EXERCISE AIM
Each line of the entries below that holds "None" is needed, copied in full.

DATASET RECORDS
PR #389, opened 2024-10-18
chore(upgrader): handle unstoppable station in disaster recovery

mraszyk:
This PR handles the case of an unstoppable station during disaster recovery:
- the station canister must always be stopped before installing code (otherwise, it is unsafe to install new code due to open call contexts that might trigger executing unrelated callbacks on the new wasm) and if the station canister cannot be stopped (the ICP has a timeout of 5 mins for stopping), then disaster recovery fails
- there's a new Boolean option `force` of disaster recovery to force disaster recovery of an unstoppable canister by taking a snapshot, uninstalling the canister (marking all open call contexts as deleted), restoring the snapshot, and resuming with installing new code (it is safe to not actually stop the canister in this case because all open call contexts are marked as deleted when uninstalling code); this makes sense for an unstoppable Orbit station because a station has all its data in stable memory that can be fully restored from a snapshot


tests/integration/src/disaster_recovery_tests.rs
```diff
@@ -997,3 +1009,182 @@ fn test_disaster_recovery_failing() {
...
+            snapshots.is_empty()
+                || (snapshots.len() == 1 && current_snapshots[0].id != snapshots[0].id)
+        );
+        snapshots = current_snapshots;
+
+        // check new station name set during disaster recovery
+        let system_info = get_system_info(&env, WALLET_ADMIN_USER, canister_ids.station);
+        assert_eq!(system_info.name, new_name);
+
+        // the call request will be "Processing" forever since we deleted its call context during disaster recovery
```
keplervital, line 1175: not related to this PR, but we should ideally have something in place to perform some cleanup on requests that are forever `processing` since they are actually not processing, it's just dangling state

core/upgrader/impl/src/services/disaster_recovery.rs
```diff
@@ -251,63 +254,75 @@ impl DisasterRecoveryService {
...
+                })
+                .await
+                .map_err(|(_code, msg)| msg)?;
+                load_canister_snapshot(LoadCanisterSnapshotArgs {
+                    canister_id: station_canister_id,
+                    snapshot_id: snapshot.id,
+                    sender_canister_version: None,
+                })
+                .await
+                .map_err(|(_code, msg)| msg)?;
```
keplervital, line 306: if this would fail for some reason (e.g. because maybe the target canister would not have enough cycles), then the disaster recovery committee would need to call this endpoint again, however, because we replace that snapshot, then the second try would take a snapshot of an empty canister because we would have already uninstalled it.

To account for such cases, maybe we should store a flag in the upgrader that makes it reuse the same snapshot id on a retry, wdyt?

mraszyk: Great catch! I'd suggest the following:
- support taking and restoring snapshots manually in disaster recovery
- never take a snapshot automatically: in the force mode a manually created snapshot must be specified, i.e., `force: bool` becomes `force: Option<SnapshotId>`

keplervital: Both look like a safer approach, and in the case of `force: Option<SnapshotId>`, if provided as `None` we would then create the snapshot? as it is the behaviour for `force=true`

mraszyk: `force: None` would correspond to `force: false` and `force: Some(snapshot_id)` would correspond to `force: true`

PR #392, opened 2024-10-21
chore(orbit-essentials): use asset canister native chunking for large WASM

mraszyk:
This PR uses the asset canister native chunking for large WASM: the extra chunks are uploaded as a single (chunked) asset as opposed to uploading each chunk as a separate asset.

### DIFF
--- a/libs/orbit-essentials/src/install_chunked_code.rs
+++ b/libs/orbit-essentials/src/install_chunked_code.rs
@@ -7,12 +7,22 @@ use ic_cdk::api::management_canister::main::{
 use ic_cdk::call;
 use sha2::{Digest, Sha256};
 
-// asset canister argument types
+const MAX_ICP_CHUNK_LEN: usize = 1 << 20;
+
+// asset canister types
 
 #[derive(CandidType)]
 struct GetArg {
     pub key: String,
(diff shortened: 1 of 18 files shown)


libs/orbit-essentials/src/install_chunked_code.rs
```diff
@@ -26,27 +36,77 @@ struct EncodedAsset {
...
+            key: extra_chunks_key.clone(),
+            accept_encodings: vec!["identity".to_string()],
+        },),
+    )
+    .await
+    .map_err(|(_, err)| format!("failed to fetch asset: {err}"))?
+    .0;
+    let mut res = asset.content;
+    let mut idx = 1_u64;
+    while res.len() < asset.total_length {
```
keplervital, line 63: let's prevent an asset canister from creating an infinite loop, ideally we can allow max number of iterations and same for max_length, if > then what the canister accepts (iirc 100mib) then we can directly fail this even before the loop.

mraszyk: Fixed: https://github.com/dfinity/orbit/pull/392/commits/c15fc12d35bab66069f653ad59e0dadbf770f3d9

PR #394, opened 2024-10-21
feat(station): Auto-approve requests from controllers when they are created

anodar-df:


anodar-df:
As discussed offline, we're going with different approach. Closing this.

RESPONSE TO THE TASK
+                    sender_canister_version: None,
keplervital: Both look like a safer approach, and in the case of `force: Option<SnapshotId>`, if provided as `None` we would then create the snapshot? as it is the behaviour for `force=true`
mraszyk: `force: None` would correspond to `force: false` and `force: Some(snapshot_id)` would correspond to `force: true`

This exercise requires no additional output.